У Люка был единственный козырь, который он всегда держал наготове, – его внимание. Вряд ли он отдал бы его другому. Но если это не ловушка, тогда что? Воля случая? Нежданная удача? Может быть, она сходит с ума – в конце концов, не впервые. Может, она замерзла там, на крыше Сэм, и теперь не в силах проснуться. Возможно, всего этого не существует.

Но рука Генри лежит поверх ее руки, халат пахнет его ароматом, и звук ее имени возвращает Адди в реальность.

– О чем задумалась? – спрашивает Генри.

Адди берет тост и поднимает перед собой.

– Если бы остаток жизни тебе пришлось питаться чем-то одним, что бы ты выбрал?

– Шоколад, – не задумавшись ни на секунду, говорит Генри. – Очень темный, почти горький. А ты?

Адди отвечает не сразу. Жизнь – долгий срок.

– Сыр, – хорошенько поразмыслив, заявляет она.

Генри кивает, и в кухне воцаряется молчание, скорее застенчивое, чем неловкое. Они украдкой бросают друг на друга взгляды, нервно посмеиваются – два незнакомца, уже не чужие, но пока еще очень плохо знакомые.

– А если бы ты могла выбрать единственное время года? – спрашивает Генри.

– Весна, – говорит Адди, – когда все обновляется.

– Осень, – заявляет Генри, – когда все увядает.

Оба они выбирают межсезонье, швы, рваные линии, когда природа не здесь и не там, балансирует на грани.

И Адди бормочет почти беззвучно:

– Ты бы предпочел все или ничего?

Генри вдруг мрачнеет и колеблется, глядя на недоеденный завтрак и часы на стене.

– Вот черт. Пора в магазин. – Он опускает тарелку в раковину.

Последний вопрос остается без ответа.

– Я – домой, – говорит Адди и тоже поднимается. – Переодеться и поработать немного.
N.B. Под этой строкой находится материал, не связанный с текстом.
PR #9936, opened 2024-02-14
CLI: Added option to show full id in ls command

RenatoXSR:
As the ls command only shjows either the title, or the title, short id and date, there is no way to programatically obtain the necessary id to create a joplin internal URL in scripts.

Added the -i --id option to the ls command, which, by itself, shows the full id in parenthesis after the title, or if combined with the -l --long option, it just shows the full id, so scripts can extract them and create valid internal links (:/[id]).

--

Renato.

### DIFF
--- a/packages/app-cli/app/command-ls.ts
+++ b/packages/app-cli/app/command-ls.ts
@@ -29,6 +29,7 @@ class Command extends BaseCommand {
 			['-r, --reverse', _('Reverses the sorting order.')],
 			['-t, --type <type>', _('Displays only the items of the specific type(s). Can be `n` for notes, `t` for to-dos, or `nt` for notes and to-dos (eg. `-tt` would display only the to-dos, while `-tnt` would display notes and to-dos.')],
 			['-f, --format <format>', _('Either "text" or "json"')],
+			['-i, --id', _('Show full ID of items."')],
 			['-l, --long', _('Use long list format. Format is ID, NOTE_COUNT (for notebook), DATE, TODO_CHECKED (for to-dos), TITLE')],
 		];
 	}
@@ -85,7 +86,7 @@ class Command extends BaseCommand {
 				const row = [];
 
 				if (options.long) {
-					row.push(BaseModel.shortId(item.id));
+					options.id ? row.push(item.id) : row.push(BaseModel.shortId(item.id));
 					shortIdShown = true;
 
 					if (modelType === Folder.modelType()) {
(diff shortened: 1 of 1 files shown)


packages/app-cli/app/command-ls.ts
```diff
@@ -29,6 +29,7 @@ class Command extends BaseCommand {
 			['-r, --reverse', _('Reverses the sorting order.')],
 			['-t, --type <type>', _('Displays only the items of the specific type(s). Can be `n` for notes, `t` for to-dos, or `nt` for notes and to-dos (eg. `-tt` would display only the to-dos, while `-tnt` would display notes and to-dos.')],
 			['-f, --format <format>', _('Either "text" or "json"')],
+			['-i, --id', _('Show full ID of items."')],
```
personalizedrefrigerator, line 32:
```suggestion
			['--always-show-full-id', _('Always show full IDs of items.')],
```

In some cases, the full ID of an item can still be shown, even if this option isn't provided. As such, a more descriptive option name could be helpful.

packages/app-cli/app/command-ls.ts
```diff
@@ -85,7 +86,7 @@ class Command extends BaseCommand {
 				const row = [];
 
 				if (options.long) {
-					row.push(BaseModel.shortId(item.id));
+					options.id ? row.push(item.id) : row.push(BaseModel.shortId(item.id));
```
personalizedrefrigerator, line 89:
```suggestion
					row.push(options.id ? item.id : BaseModel.shortId(item.id));
```

Consider factoring `row.push` out of the ternary conditional.

packages/app-cli/app/command-ls.ts
```diff
@@ -85,7 +86,7 @@ class Command extends BaseCommand {
...
 					shortIdShown = true;
```
personalizedrefrigerator, line 90: Consider renaming `shortIdShown`, as this name is no longer accurate.

packages/app-cli/app/command-ls.ts
```diff
@@ -97,9 +98,10 @@ class Command extends BaseCommand {
 
 				let title = item.title;
 				if (!shortIdShown && (seenTitles.indexOf(item.title) >= 0 || !item.title)) {
-					title += ` (${BaseModel.shortId(item.id)})`;
+					options.id ? title += ` (${item.id})` : title += ` (${BaseModel.shortId(item.id)})`;
```
personalizedrefrigerator, line 101:
```suggestion
					title += options.id ? ` (${item.id})` : (${BaseModel.shortId(item.id)})`;
```

personalizedrefrigerator (changes requested):

> As the ls command only shjows either the title, or the title, short id and date, there is no way to programatically obtain the necessary id to create a joplin internal URL in scripts.

Consider using the `--format json` option instead. It should provide the full ID in addition to other information. For example, `joplin-cli ls --format json`.

laurent22:
@RenatoXSR, please could you sign the CLA so that we can proceed with this pull request?

laurent22:
@RenatoXSR, we try not to keep too many PRs open so please let us know when you'll have time to look into the issues mentioned in review, and we'll reopen the pull request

Разумеется, у нее нет ни дома, ни сменной одежды, ни работы. Она притворяется обычной девушкой, которая живет обычной жизнью, спит с парнем и просыпается, услышав «Доброе утро», а не «Ты кто такая?».

Генри одним глотком допивает кофе.

– Как продвигаются поиски талантов? – интересуется он, и Адди вспоминает, что говорила ему о своей профессии.

– Нужно все время держать ушки на макушке, – отвечает она, обходя стойку.

Генри ловит ее за руку.

– Я хочу увидеться снова.

– Я хочу, чтобы ты снова меня увидел, – эхом отзывается Адди.

– Телефоном так и не обзавелась?

Она качает головой.

Генри задумчиво барабанит пальцами по стойке.

– В Проспект-парке фестиваль фуд-траков. Встретимся там в шесть?

– Это свидание? – улыбается Адди, кутаясь в халат. – Я приму душ перед уходом?

Генри целует ее.

– Конечно, просто захлопни потом за собой дверь.

– Хорошо, – кивает Адди.

Генри уходит, раздается щелчок входной двери, но на сей раз звук не пугает Адди. Это просто дверь. Не точка – многоточие, за которым последует предложение…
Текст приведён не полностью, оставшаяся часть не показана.